41 years later, what did University really teach me?

I recently read Dave McKay’s (President & CEO at RBC) post on “Why IBM’s Ginni Rometty has me thinking about the future of post-secondary learning”. In the post, “Ginni says the half-life of most specialized skills nowadays lasts just five years.” I recall being told a similar statement when I graduated engineering in 1979, that the half life of an engineer’s skills at that time was also 5 years. What this statement means is that the relevant skills taught to a graduating engineer would be be reduced to half their value within 5 years or sometimes is phrased as 50% of the relevant skills taught to a graduating engineer will be irrelevant or obsolete within 5 years .

So now, 41 years after graduating, what skills did I learn from 4 years of engineering school that I still use today?

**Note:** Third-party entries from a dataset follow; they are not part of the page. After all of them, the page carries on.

PR #852, opened 2015-10-01
Move testing utilities to make them importable from outside

rizar:
I just want to use them for testing in blocks-extras. This PR should be super-easy to review.


rizar:
The coverage drop is not a big surprise: some of the moved code is not used _inside_ tests, only to wrap them. The scrutinizer crash is mysterious.

rizar:
Tests pass, impatiently waiting for an LGTM.

rizar:
@dwf , @dmitriy-serdyuk , can anybody authorize me to merge this?

dmitriy-serdyuk:
Looks good, but do we want it to be available after setup?

rizar:
What do you mean?

dmitriy-serdyuk:
A user who installed blocks with `setup.py install` doesn't need all these testing utilities in their PYTHONPATH. Maybe it's not a big problem.

rizar:
I am not sure I agree. The whole point here is to make these utilities available as soon as Blocks is installed, so that other packages using Blocks could use them for their tests. So they should be copied to the system (or local) directories upon installation together with the rest of the code.

dmitriy-serdyuk:
Ok, agreed.

rizar:
Is it LGTM?

PR #859, opened 2015-10-06
Add link to fuel installation

dmitriy-serdyuk:
This fixes installation before we have a version at pypi. It should also fix Read the docs builds.

The problem was that `setup.py install` tried to search fuel at PyPI, didn't find it and crashed. So the API documentation cannot be built, since blocks cannot be imported...


dmitriy-serdyuk:
@rizar , please review, this is very simple change but it should solve many problems. After we place fuel and blocks to PyPI we should revert it.

dmitriy-serdyuk:
Probably it won't fix the problem with documentation, I'll try to do the same as in mila-udem/fuel#245.

dmitriy-serdyuk:
Oh, fuel is already wrapped into mock.

PR #861, opened 2015-10-07
RTD/installation fixes

### LINKED ISSUE #752: all subsections of "API Reference" in readthedocs are missing
except for Variable roles

### LINKED ISSUE #846: Extensions docs not showing up on RTD
https://blocks.readthedocs.org/en/latest/api/extensions.html

bartvm:
Analogous to https://github.com/mila-udem/fuel/pull/247

Fix #846, fix #752.


bartvm:
All tests pass (https://travis-ci.org/mila-udem/blocks/builds/84013503), reverting the last commit that was using Fuel's `rtd` branch so that things can be merged. Needs to be merged simultaneously with https://github.com/mila-udem/fuel/pull/247.

bartvm:
@dmitriy-serdyuk @vdumoulin I know you guys were trying to fix RTD; these two PRs do that, so PTAL :)

dmitriy-serdyuk:
Cool! Let's try it! LGTM

dmitriy-serdyuk:
I'm a bit concerned that RTD runs `./setup.py install` instead of `pip install` and it's not configurable. So it's still going to crush when check if fuel is installed.

bartvm:
I disabled the virtual environment, so it doesn't run `setup.py install` at all anymore (see https://readthedocs.org/projects/blocks/builds/3380159/)

rizar:
Looking at the [latest of build of the master branch]( https://readthedocs.org/projects/blocks/builds/3382267/) I see all kinds of crashes of import commands like `import theano` and `import picklable_itertools`. And the sections that used to be empty apparently remained empty. @bartvm , are you sure that the current Sphinx version does not need mocks?

bartvm:
That's interesting... It's giving import errors, but in the virtual environment that caused errors I think, and now it's happily green. Anyway, I'll add the mocked modules back in!

dmitriy-serdyuk:
I tried to return mocks and it is still doesn't work. You can take a look at my build: https://readthedocs.org/projects/blocks-test/builds/, it's okay, but the documents http://blocks-test.readthedocs.org/en/latest/ still Extentions section is empty.

dmitriy-serdyuk:
Oops, it was my browser cache.

bartvm:
I've got the Blocks one building as well (https://readthedocs.org/projects/blocks/builds/3382460/, not sure if you can see it) with a few less dependencies in `req-rtd.txt`, but Fuel still chokes because that Cython module doesn't get compiled.

dmitriy-serdyuk:
I'll build as well and see if all the sections are there. I don't like RTD because you cannot see the docs built for a PR.

bartvm:
@dmitriy-serdyuk Sorry for this broken PR, #864 should fix things (for real this time!)

bartvm:
https://blocks.readthedocs.org/en/rtd2/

Not surprisingly, it is not calculus, differential equations, mechanics of deformable solids, or a host of other technical competencies nor is it any of the computer skills learned then, given the most advanced technology of that era was an IBM 370 mainframe and the PDP-11 minicomputer.

What I took away from university that I still use forty years later are the problem solving methodologies; the experience of cramming and crunching to meet deadlines; the ruthless prioritization skills required to scrape out a passing grade when the assigned workload was 2X the available capacity even if you worked a 100 hour week; the ability to work as a team to divide and conquer this workload; and the knowledge that if I survived the insanity of Systems Design Engineering, there wasn’t much that the working world could throw at me that could possibly be worse. After all, we were the only engineering program whose unofficial motto was “we teach you a little bit about everything and a lot about nothing”.

But there are nuggets that I was taught that I still retain and use frequently that haven’t changed. In first year, we had an introductory course on Systems Theory which discussed how systems work. What I remember as one of the major laws of System Theory was simply stated: “to optimize a subsystem, is to make the entire system suboptimal”. This simple, elegant statement has guided me in how I look at companies, organization structures, business plans and budgets. It has given me the fastest path to see and assess what is breaking or broken.

In a bizarrely named “Engineering Economics” course, I learned what discounted cash flow, return on investment, return on capital assets, internal rates of return and project budgets were and how to build business cases to justify and manage projects. In Engineering Law, which was a highly sought after “bird course” which every engineering student wanted to take because it was the only easy course in our schedule, I learned about contracts, tortes and a number of other related topics. These two courses likely contributed to me later doing my MBA because they revealed to me how little I knew about anything other than math and physics.

With age and the benefit of time, I have gained a different perspective on University. I see analogies to elite military training programs that put soldiers through hell to see if they survive. Absorbing and retaining content is less important that the accomplishment of surviving and winning at the game because the strategies learned to succeed are the lessons you retain. Many people talk about “life-long learning” and how university prepares us for that. Maybe, but I think those are more likely innate skills we bring to university and a prerequisite for success there. I think it is the learnings of handling the pressure, collaboration, team building, problem solving, and developing mental toughness that are the hallmarks of a university education and those don’t have a half-life in business.